To be fair there are a few moments that push character development through hellish ringers, like when Dani witnesses a terrible sight and begins to break down in panic and heartbreak. In perhaps the movie’s most perfect scene, she wails and hyperventilates while surrounded by other women of the village, who soon begin to mimic her pain and, as their screams progress they, in unison, begin to collectively breathe and work through the pain. It’s all things terrifying and shocking cathartic, as if making the movie’s ultimate statement in several wrenching minutes.

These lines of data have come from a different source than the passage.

PR #179, opened 2021-07-14
Fix codesample for Get Started Add documents section

sirodoht:
In this page: https://docs.meilisearch.com/learn/getting_started/quick_start.html#add-documents

Screenshot:
image

The highlighted line is not indented correctly (mixed spaces and tabs) while also `client` is not defined at this point, which is why I switched to `:=`

### DIFF
--- a/.code-samples.meilisearch.yaml
+++ b/.code-samples.meilisearch.yaml
@@ -346,7 +346,7 @@ getting_started_add_documents_md: |-
   )
 
   func main() {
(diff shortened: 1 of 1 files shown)


alallema (approved):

As I said, it’s a movie that will test the patience of the audience, but if they don’t buy into the atmospherics, the rest of the cast make the runtime a breeze as well, including Blomgren, Reynor, William Jackson Harper and Will Poulter having a casual chemistry, with the latter getting a lot of laughs as the filter-less member of the group who can’t help but have a witty comment for everything that goes on around him. Reynor in particularly is quietly commanding as Christian, who with a look or phony gesture of love towards Dani quickly becomes the secret antagonist of the movie.
It should also be mentioned how consistently funny the movie is. The movie is able to operate at a level of high-strangeness given that so much dread is gotten out being sucked into a world filled with people that, on the surface, seems too pleasant. The characters respond awkwardly to all the practices of the community that you can’t help but laugh, and because it’s a nervous sort of laughter it actually makes everything work on a completely different level. In a way, the humor caught me off guard because I found it took me into the experience even more, putting me in the character’s position, which has its own chilling effect.
As the movie digs deeper into the traditions of the pagan community and the anxieties it brings out in the main characters it becomes an increasingly vicious, maddening spiral of impending dread. Between Pugh’s masterclass performance, Aster’s awe-inspiring attention to detail, an encompassing score by The Haxan Cloak and the spurts of graphic violence I dare not spoil, there’s always something across this horror epic to unsettle and make you writhe in your chair. In the end, MIDSOMMAR is a movie that deserves to be mediated on and examined across numerous viewings, especially with an ending that is surprisingly hopeful and emotionally satisfying. Aster rises above the sophomore slump in the most daring fashion, crafting something that has enough going on on the surface to take viewers willing to go along for the ride on a horror experience that will shake them to their core and require them to, more than once, take a moment, and just breathe.